Where are the Model Artists gone?--
Those nice tableaux vivants
Of beautiful young ladies, sans
Both petticoats and pants,
Who, scorning fashion's shifts and whims,
Did nightly crowds delight
By showing up their handsome limbs
At fifty-cents a sight.

The Sunday Mercury, May 1848 1

[ Tableaux vivants are] one of the most innocent, entertaining, and instructive amusements for the young, engendering a love for and appreciation of art.

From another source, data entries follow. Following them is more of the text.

PR #2075, opened 2022-05-02
Add daily success rate chart

### LINKED ISSUE #2054: Add chart for daily success rate in survey overview
The success rate of a survey can have a wide range of values during a survey, it will be helpful to visualize the changes in this rate throughout the survey. 
As the survey overview is quite crowded with charts currently we might want to reorganize them to get this issue done.
- An option can be to include this into the big line chart for quotas completion at the top of the screen.
[Mockup](https://projects.invisionapp.com/d/main#/console/8374235/241966468/preview)

ysbaddaden:
Calculates and reports the daily success rate to the frontend, and renders a line to the main survey chart.

I'm reporting a new `percentages` property to hold the success rate daily history, instead of adding it to the current `cumulative_percentages` property, because it's not a cumulative percentage (always grows over time) but a daily success rate (goes up and down).

I'm also not meddling with the `references` property because it describes the different cumulative percentages, and trying to add an `{ id: "success_rate", label: "Success rate" }` to it led the AskWeb.RespondentController to inject dummy values for it into `cumulative_percentages`. I thus hardcoded the addition of the line & label to the frontend, which seems acceptable because unlike the other references that are specific to the survey, this one is static and always displayed.

closes #2054

### DIFF
--- a/lib/ask/survey.ex
+++ b/lib/ask/survey.ex
@@ -584,6 +584,7 @@ defmodule Ask.Survey do
   def completion_rate(_, 0), do: 0.0
   def completion_rate(completed, respondents_target), do: completed / respondents_target
 
+  # Calculates the current success rate since the survey was launched.
   def get_success_rate(survey, respondents_by_disposition) do
     completed_respondents = get_completed_respondents(survey, respondents_by_disposition)
 
@@ -591,6 +592,42 @@ defmodule Ask.Survey do
       exhausted_respondents(respondents_by_disposition, survey.count_partial_results)
 
     success_rate(completed_respondents, exhausted_respondents)
+  end
+
+  # Calculates the daily sucess rate since the survey was launched until it
+  # ended or today if it's running.
+  def success_rate_history(survey) do
+    completed_dispositions = Respondent.completed_dispositions(survey.count_partial_results)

Godey's Lady's Book and Magazine, May 1860 2

In 1839, an American magazine called the Knickerbocker published a short story, "Tableaux Vivantes 'Down East,'" about a spinster in rural New England who plans a party featuring a "special new amusement" which one of the guests attempts to describe: "'It was something,' he said, 'like a theatre.... But still [End Page 23] that wasn't the name; it sounded more like 'table'; perhaps they all mounted a table; at any rate, it was very intellectual, and all the rage in the city.'" 3

IMAGE LINK= This "very intellectual" amusement was the tableau vivant, a bizarre cultural phenomenon already popular in Europe as professional and amateur entertainment. Known also as "living pictures," tableaux vivants denoted figures posed, silent, and immobile in imitation of well-known works of art or dramatic scenes from history and literature. Imagine for a moment a party at which tableaux vivants are being presented: guests chatting in the parlor are suddenly alerted by music or the extinguishing of lights that a tableau is ready to be unveiled. The curtains roll up and suddenly costumed figures appear; the silence of the scene is broken by cries of appreciation and delight, or guesses as to the identities of well-known paintings or literary figures. After twenty or thirty seconds of intense physical control for the performers, perhaps accompanied by music, the curtains roll down again, one by one, until "the tableau appears to vanish entirely" 4 and the performers hasten to prepare for the unveiling of another tableau a few minutes later. According to contemporary sources, these tableau vivant performances assisted audiences in apprehending the ideal: "The realization of a picture... tends to assimilate the real with the ideal... and fill the mind with purer thoughts." 5

In the Knickerbocker story, the hostess's plans to present a sentimental program of love scenes that will put her guests "absolutely in raptures" 6 are sabotaged: first, when she is unable to locate a Romeo willing to play opposite her Juliet, and finally, when the curtain and scenery tumble down on an unconvincing Laocöon. The satire ends by warning others not to repeat Miss Peeble's mistake:

Miss Peebles, mortified at the total failure, has announced her determination to give no more parties, and even is 'not at home' to anyone except Miss Nancy Bean. It is certain that no one else, with the present raw materiel, will have the courage to attempt a similar exhibition. 7

"Tableaux Vivantes 'Down East'" takes as the object of its satire a reality of nineteenth-century American middle-class life: the pretensions of small-town sophisticates, ever eager to replicate the fashions and follies of more cosmopolitan [End Page 24] centers. More pertinent to this study, however, is the author's critique of a new fad in parlor entertainment, a trend perceived as threatening enough to warrant criticism.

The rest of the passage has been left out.